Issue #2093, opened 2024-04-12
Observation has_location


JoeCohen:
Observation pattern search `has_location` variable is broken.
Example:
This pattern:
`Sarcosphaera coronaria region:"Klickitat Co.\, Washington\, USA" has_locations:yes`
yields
==
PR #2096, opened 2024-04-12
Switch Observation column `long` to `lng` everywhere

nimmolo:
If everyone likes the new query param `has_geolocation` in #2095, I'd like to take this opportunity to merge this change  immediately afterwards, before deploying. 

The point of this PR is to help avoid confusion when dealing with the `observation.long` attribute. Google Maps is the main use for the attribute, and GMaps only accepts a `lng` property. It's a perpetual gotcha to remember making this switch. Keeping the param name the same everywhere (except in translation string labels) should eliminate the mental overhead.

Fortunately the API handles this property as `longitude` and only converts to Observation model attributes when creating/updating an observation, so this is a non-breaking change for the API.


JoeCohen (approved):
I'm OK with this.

WORK TO COMPLETE - Give the number of lines in the data above that include the word "pattern", with no other words.

SOLUTION - 2